“Fui il primo a fargli un’intervista dopo il suo arrivo a Milano, e mi mise in imbarazzo per come ascoltava una riserva come me”. Parola del maestro Ermanno Olmi, che questa sera, proiezione a  inviti, porta in Duomo vedete, sono uno di voi, il documentario che ha dedicato a Carlo Maria Martini, già arcivescovo di Milano.

Scritto con Marco Garzonio, il film targato Istituto Luce Cinecittà, che lo porterà in sala a metà marzo, e Rai Cinema ne ripercorre la vita alla luce degli accadimenti storici, dal nazifascismo al terrorismo degli anni di piombo, da Tangentopoli alla crisi del lavoro, in cui si è inserita: Martini ha dato senso a smarrimenti e inquietudini della gente, che in lui ha visto un punto di riferimento per credenti e non credenti.

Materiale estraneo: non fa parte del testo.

PR #1679, opened 2018-07-04
Automate and clarify determining ingress gateway's IP and ports

vadimeisenbergibm:
Check load balancer's ip automatically, print more information, direct the user how to proceed

The current ingress gateway instructions are tricky and may cause confusion. The proposed instructions are still rather tricky, careful review is required.

### DIFF
--- a/content/docs/examples/bookinfo/index.md
+++ b/content/docs/examples/bookinfo/index.md
@@ -138,7 +138,7 @@ To start the application, follow the instructions below corresponding to your Is
 
 #### Determining the ingress IP and port
 
-1.  Follow [these instructions](/docs/tasks/traffic-management/ingress/#determining-the-ingress-ip-and-ports) to set the `INGRESS_HOST` and `INGRESS_PORT` variables.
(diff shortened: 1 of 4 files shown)


frankbu:
I don't think this is better. The current instructions seem pretty straightforward to me. We're telling the users to first check if there's a load balancer or not (if they don't already know) and then proceed based on that.

vadimeisenbergibm:
@frankbu I am OK with leaving the task AS IS. I have two concerns:
1. We are telling the users to check if the service is of the `LoadBalancer` type or `NodePort`. However, we can do it automatically, by a bash command, reducing user's involvement/preventing mistakes.
2. I am afraid some users will be confused and will not get the fact that the instructions for `LoadBalancer` and `NodePort` are exclusive, either or. The users may perform the instructions sequentially: first `LoadBalancer` then `NodePort`, which will be wrong for `LoadBalancer`.

frankbu:
For #1, I think many users will know whether their env supports loadbalancer or not, so they won't even need to do the manual step. For other users, I don't think the manual step is bad because it helps them understand what they're doing, which is a good thing for a learning exercise.

For #2, let me take a pass at wording things a little better, so it's clear that users should only do one or the other.

frankbu:
Fixed in #1835

PR #1680, opened 2018-07-04
Add download & print buttons to all PRE blocks.

geeknoid:
Also, replaced the text in the Copy button with an icon instead.


rshriram:
The download button ends up downloading yaml snippets as bash. And then chrome complains.

geeknoid:
@rshriram Any idea which yaml sample you clicked on specifically? The few I just tried downloaded as .yaml correctly.

PR #1685, opened 2018-07-05
Chineses: update content

rootsongjc:
- update policies and telemetry translation
- delete the stale files
- merge two docs together


rootsongjc:
@geeknoid all the Chinese PR are blocked, how do we deal with these?

PR #1699, opened 2018-07-07
Move Helm customization section to the references category

ymesika:
The auto-generated table for Helm customization values became too long for this page imho.
This is a suggestion to move the customization stuff to the references.

Two options I had in mind:
1. Move both the table and the minimal-set customization example to the references (current PR)
1. Move just the table and keep the example section in the main page

`scripts/tablegen.py` which updates the table from the `values.yaml` wasn't updated because it's output destination is unclear (currently `helm-install.md` which doesn't exist). cc @sdake


content/docs/reference/config/helm-customization/index.md
```diff
@@ -0,0 +1,283 @@
+---
```
geeknoid: Is "helm customization" the right name for this file? This is customizing the installation options, not customizing helm, right? Perhaps "installation-options" would be a better name?

content/docs/reference/config/helm-customization/index.md
```diff
@@ -0,0 +1,283 @@
...
+title: Customise the Helm Installation
```
geeknoid: Similar to my comment above, this probably should be "Installation Options"

content/docs/reference/config/helm-customization/index.md
```diff
@@ -0,0 +1,283 @@
...
+description: Customise the Istio installation with the included Helm chart.
+weight: 30
+keywords: [kubernetes,helm]
+aliases:
+    - /docs/reference/config/helm/index.html
```
geeknoid: Only add aliases when moving pages. This is a new page, so it shouldn't have an alias.

content/docs/reference/config/helm-customization/index.md
```diff
@@ -0,0 +1,283 @@
+---
+title: Customise the Helm Installation
+description: Customise the Istio installation with the included Helm chart.
```
geeknoid: Custonise -> Customize

Probably better as:

"Describes the options available when installing Istio using the included Helm chart.

content/docs/reference/config/helm-customization/index.md
```diff
@@ -0,0 +1,283 @@
...
+weight: 30
+keywords: [kubernetes,helm]
+aliases:
+    - /docs/reference/config/helm/index.html
+---
+
+The Helm chart ships with reasonable defaults.  There may be circumstances in which defaults require overrides.
```
geeknoid: You can install Istio using Helm (provide link to install page), and although the included Helm chart uses reasonable defaults, there are circumstances that require customization. You can use Helm's `--set key=value` option to override one or more values. The set of supported keys is shown in the table below.  

The Istio helm chart includes reasonable default.

content/docs/reference/config/helm-customization/index.md
```diff
@@ -0,0 +1,283 @@
...
+To override Helm values, use `--set key=value` argument during the `helm install` command.  Multiple `--set` operations
+may be used in the same Helm operation.
+
+Helm charts expose configuration options which are currently in alpha.  The currently exposed options are explained in the
```
geeknoid: I've remove this paragraph.

content/docs/reference/config/helm-customization/index.md
```diff
@@ -0,0 +1,283 @@
...
+following table:
+
+<!-- AUTO-GENERATED-START -->
+| Parameter | Default | Description | Values |
```
geeknoid: Given the Helm command-line says "--set key=value", then should "Parameter" be called "Key" instead?

It doesn't seem as though the Values column should be using `` on the listed values. In fact, looking at the generated table, it doesn't appear as though the Values column is useful at all. There's a Description column which seems sufficient.

content/docs/reference/config/helm-customization/index.md
```diff
@@ -0,0 +1,283 @@
...
+| `kiali.dashboard.password` | `admin` |  | `` |
+<!-- AUTO-GENERATED-END -->
+
+The Helm chart also offers significant customization options per individual
+service. Customize these per-service options at your own risk. The per-service options are exposed via
+the [`values.yaml`]({{< github_file >}}/install/kubernetes/helm/istio/values.yaml) file.
+
+## Customization example: traffic management minimal set
+
+Istio is equipped with a rich and powerful set of features and some users may need only subset of those. For instance, users might be interested only
```
geeknoid: Istio has a rich feature set, but you may only want to use a subset of these. For instance, you might be only interested in installing the minimum necessary to support traffic management functionality.

content/docs/reference/config/helm-customization/index.md
```diff
@@ -0,0 +1,283 @@
...
+in installing the minimal set required to Istio's traffic management.
+Helm customization provides the option to install a subset by enabling those features of interest and disabling the ones that aren't required.
+
+In this example we will install Istio with only a minimal set of components necessary to conduct [traffic management](/docs/tasks/traffic-management/).
```
geeknoid: Generally, avoid using "we". Just say

This example shows how to install the minimal set of components necessary to use traffic management features

content/docs/reference/config/helm-customization/index.md
```diff
@@ -0,0 +1,283 @@
...
+NAME                                     READY     STATUS    RESTARTS   AGE
+istio-citadel-b48446f79-wd4tk            1/1       Running   0          1m
+istio-ingressgateway-7b77d995f7-t6ssx    1/1       Running   0          1m
+istio-pilot-58c65f74bc-2f5xn             2/2       Running   0          1m
+istio-sidecar-injector-86cc99578-4t58m   1/1       Running   0          1m
+{{< /text >}}
+
+With this minimal set you can proceed to installing the sample [Bookinfo](/docs/examples/bookinfo/) application or install your own application and [configure request routing](/docs/tasks/traffic-management/request-routing/) for instance.
+
+Of course that if no ingress is expected and sidecar is to be [injected manually](/docs/setup/kubernetes/sidecar-injection/#manual-sidecar-injection) then you can reduce this minimal set even further and only have Pilot and Citadel. However, Pilot depends on Citadel therefore you can't install it without the other.
```
geeknoid: If the minimal set can be further reduced, then it wasn't really the minimal set, right? Maybe you shold actually show the truly minimal set for traffic management?

content/docs/reference/config/helm-customization/index.md
ymesika: "The Istio helm chart includes reasonable default." is already mentioned in the first sentence so I suggest have only your first paragraph.

content/docs/reference/config/helm-customization/index.md
ymesika: Will update the python script as well

geeknoid:
Looks good, thanks. I'll let @sdake give it the final green light.

content/docs/reference/config/installation-options/index.md
```diff
@@ -0,0 +1,250 @@
...
+<!-- AUTO-GENERATED-END -->
+
+The Helm chart also offers significant customization options per individual
+service. Customize these per-service options at your own risk. The per-service options are exposed via
+the [`values.yaml`]({{< github_file >}}/install/kubernetes/helm/istio/values.yaml) file.
+
+## Example: traffic management minimal set
+
+Istio has a rich feature set, but you may only want to use a subset of these. For instance, you might be only interested in installing the minimum necessary to support traffic management functionality.
+
```
rshriram: This is burying the lead :). If this is meant to serve as an example of a la carte Istio, this should go into main docs, as its own thing: essentially, something like users wishing to play with Istio's networking features can start with a minimal Istio install consisting of Pilot and an Ingress Gateway, as shown below:..

content/docs/reference/config/installation-options/index.md
```diff
@@ -0,0 +1,250 @@
...
+This example shows how to install the minimal set of components necessary to use [traffic management](/docs/tasks/traffic-management/) features.
+
+Execute the following command to install the Pilot and Citadel:
+
+{{< text bash >}}
+$ helm install install/kubernetes/helm/istio --name istio --namespace istio-system \
+  --set ingress.enabled=false,gateways.istio-egressgateway.enabled=false,galley.enabled=false \
+  --set gateways.istio-ingressgateway.enabled=false,sidecarInjectorWebhook.enabled=false \
```
rshriram: You set ingress gateway to false. However, bookinfo requires gateway.

ymesika: Like @geeknoid commented in a previous review if ingress gateway is there then it isn't really a minimal set. Two options:
1. Remove the "installing the sample Bookinfo application or" part of the sentence
1. Add ingress gateway and change the title to Bookinfo minimal set

content/docs/reference/config/installation-options/index.md
ymesika: Should we move this example back to the helm setup page?

content/docs/reference/config/installation-options/index.md
```diff
@@ -0,0 +1,250 @@
...
+| `kiali.ingress.annotations` |  |  |
+| `kiali.ingress.tls` |  |  |
+| `kiali.dashboard` |  |  |
+| `kiali.dashboard.username` | `admin` |  |
+| `kiali.dashboard.password` | `admin` |  |
+<!-- AUTO-GENERATED-END -->
+
+The Helm chart also offers significant customization options per individual
+service. Customize these per-service options at your own risk. The per-service options are exposed via
+the [`values.yaml`]({{< github_file >}}/install/kubernetes/helm/istio/values.yaml) file.
```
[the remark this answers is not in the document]
ymesika: I suggest to remove this paragraph as there are no additional options when using the script to extract all into the table.

content/docs/reference/config/installation-options/index.md
sdake: yes please move this back to the main page.

content/docs/reference/config/installation-options/index.md
sdake: Would you consider instead of calling this the "minimal set" - "Running Istio without Mixer"?  For performance reasons, folks may not want to run with Mixer as it has a very large impact on QPS.

Another option is to have a minimal set and then add the "run without mixer"

Also, please use the syntax:
helm install install/kubernetes/helm/istio --name istio --namespace istio-system \
 --set ingress.enabled=false
--set gateways.istioegressgateway.enabled=false
--set galley.enabled=false \
--set gateways.istio-ingressgateway.enabled=false \
--set sidecarInjectorWebhook.enabled=false

This will render in a more readable format.

sdake:
@ymesika I will take care to update the autogenerator.  It needs a little more work anyway.

Cheers
-steve

sdake:
@gyliu513 can you fix the py autogenerator to remove the keys that are part of a list?

(Look at PR to see the errors produced by the autogenerator).

Cheers
-steve

content/docs/setup/kubernetes/helm-install/index.md
```diff
@@ -86,282 +86,38 @@ to manage the lifecycle of Istio.
...
 
 {{< text bash >}}
 $ helm install install/kubernetes/helm/istio --name istio --namespace istio-system \
-  --set ingress.enabled=false,gateways.istio-egressgateway.enabled=false,galley.enabled=false \
-  --set mixer.enabled=false,prometheus.enabled=false,global.proxy.envoyStatsd.enabled=false
+  --set ingress.enabled=false \
+  --set gateways.istio-ingressgateway.enabled=false \
+  --set gateways.istio-egressgateway.enabled=false \
+  --set galley.enabled=false \
+  --set sidecarInjectorWebhook.enabled=false \
```
sdake: Rather than al la carte as the name, I'd use

"Installing Istio without Mixer" and show how that is done (meaning the webhook should be enabled).

Or another option is to just add that mode in.

I think in general we should provide 5-7 examples to create istio helm charts  that do meaningful things for people.

My main attraction to this model is to enable things like "How do I install Istio without Mixer?".  I'm sure folks will come up with other ideas as time passes.

Cheers
-steve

“All’inizio ho avuto un certo timore, perché avevo fatto E venne un uomo, su Papa Giovanni XXIII e all'epoca venne accolto con benevolenza, ma senza entusiasmo”, dice Olmi, sottolineando come all’arrivo a Milano Martini non sapesse “che cosa fosse una lettera pastorale, perché era un uomo di scienza. Ma ha subito capito che essere un uomo che compie i suoi passi sulle strade dell’umanità in quel momento era più importante di ogni altro libro”.

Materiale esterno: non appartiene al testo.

PR #1710, opened 2018-07-09
Put back reverted new troubleshooting material

frankbu:


geeknoid:
I think to fix the circleci failures, you need to make sure all the {{<text>}} and {{</text>}} sequences have a space between the {} and the <>. One/some of my regexes may be assuming this.

PR #1722, opened 2018-07-10
principal attributes

kyessenov:
/cc @douglas-reid @geeknoid @liminw 
Is this a better language to describe these attributes? Addresses two points:
- there is no request for TCP
- we don't have a well defined "application" concept

Signed-off-by: Kuat Yessenov <kuat@google.com>


geeknoid:
We really should be generating this stuff from the source manifest, just like we started to generate the description of all the Helm install options from the source yaml.

PR #1744, opened 2018-07-11
Fix the non-existent file in the test description of Citadel health checking

lei-tang:
Per the problem reported in https://github.com/istio/istio/issues/6922,  this PR fixes the non-existent file in the description of Citadel health checking in https://preliminary.istio.io/docs/tasks/security/health-check.html.
This PR depends on the security.healthCheckEnabled flag in the PR https://github.com/istio/istio/pull/6961, so it should be committed after the PR 6961 is committed.


sdake:
@lei-tang bad news - all the bookinfo files in the repository have been moved around.  Please let me know if you need help to fix these links to their proper location.

Cheers
-steve

PR #1746, opened 2018-07-11
add instruction to label the default ns for bookinfo example

rokii:
resolving this https://github.com/istio/istio/issues/6957

### DIFF
--- a/content/docs/examples/bookinfo/index.md
+++ b/content/docs/examples/bookinfo/index.md
@@ -93,8 +93,19 @@ To start the application, follow the instructions below corresponding to your Is
 
     *   If you are using a cluster with
         [automatic sidecar injection](/docs/setup/kubernetes/sidecar-injection/#automatic-sidecar-injection)
-        enabled, simply deploy the services using `kubectl`
+        enabled, label the `default` namespace with `istio-injection=enabled`
 
+        {{< text bash >}}
+        $ kubectl label namespace default istio-injection=enabled
+        $ kubectl get namespace -L istio-injection
+        NAME           STATUS    AGE       ISTIO-INJECTION
+        default        Active    1h        enabled
+        istio-system   Active    1h
+        kube-public    Active    1h
+        kube-system    Active    1h
+        {{< /text >}}
+
+        Then simply deploy the services using `kubectl`
         {{< text bash >}}
         $ kubectl apply -f @samples/bookinfo/platform/kube/bookinfo.yaml@
         {{< /text >}}


content/docs/examples/bookinfo/index.md
```diff
@@ -93,8 +93,19 @@ To start the application, follow the instructions below corresponding to your Is
 
     *   If you are using a cluster with
```
sdake: @rokii thanks for the contribution!  I'd prefer to just remove the automatic sidecar injection documentation almost entirely (except for the sidecar document itself) as the TOC has decided that sidecar injection will be a mandatory requirement.  Can you rework this document with that in mind?

Cheers
-steve

sdake: @frankbu see https://groups.google.com/forum/#!topic/istio-dev/ZdMbghc7sDE.  Perhaps I read too much into that, and your position is fair.  I just believe we shouldn't document manual injection in every single example page and should lean on automatic injection for most cases.

I do believe we should continue to document manual injection in the main automatic sidecar injection page, as it is very helpful.

Cheers
-steve

rokii:
@sdake I have no idea why this pr cause the lint check fails.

Se “la storia è maestra di vita, ma bisogna aiutarla a esprimersi questa maestra, farle capire che la ascoltiamo”, il regista di Treviglio stigmatizza come “l’idea del progresso è stata legata a uno sviluppo che portava ricchezza: bene, non ci siamo arrivati alla ricchezza e nemmeno a traguardi più nobili. Per rincorrere la ricchezza siamo diventati poveri, la democrazia è diventata un mascherone: oggi tutti si vantano di essere paesi democratici, ma questa democrazia fasulla fa più male di un nemico a viso aperto, perché copre le nostre vigliaccherie. Bisogna voler bene alla democrazia, è un patrimonio di tutti e per tutti; non bisogna lavorare per il popolo, ma con il popolo. Voi siete pronti a sottoscrivere questo impegno?”.

Quattro anni e mezzo di lavoro per realizzarlo, vedete, sono uno di voi – “Tutti i maiuscoli mi danno un po' fastidio”, spiega l’85enne cineasta – dribbla “il rischio che gli uomini di cultura parlino di cultura senza avere cultura per capire la cultura” e – aggiunge Garzonio – “laddove oggi prevale la cultura del sospetto ritrova la cultura del seme di senape che era di Martini. La domanda, costante, è: e tu che cosa fai?”.

Detto che “la presunzione è la crosta della stupidità di chi si sente superiore”, Olmi esorta a “creare insieme prospettive di futuro, se no saremo uomini di democrazia passiva: un peccato terribile”. Nel doc usa la sua stessa voce “perché voglio parlarvi direttamente, senza un mediatore pur con una bella voce. Io con la mia voce roca, con la mia povertà culturale, ma l'importante è che sia onesto”.

Dispensando aforismi – “Per essere veri dottori bisogna dimenticarsi di essere dottori, anziché esporre il biglietto da visita”, “Le persone che sanno tutto non sanno di sapere niente” e “Sapeva veramente tutto, ma solamente quello” – e saggezza – “Quante lezioni si possono imparare dalla vita, in certi momenti la cultura accademica ha bisogno di convivere con la cultura ingenua degli ignoranti – Olmi conclude: “Porsi in ascolto vuol dire già indagare”.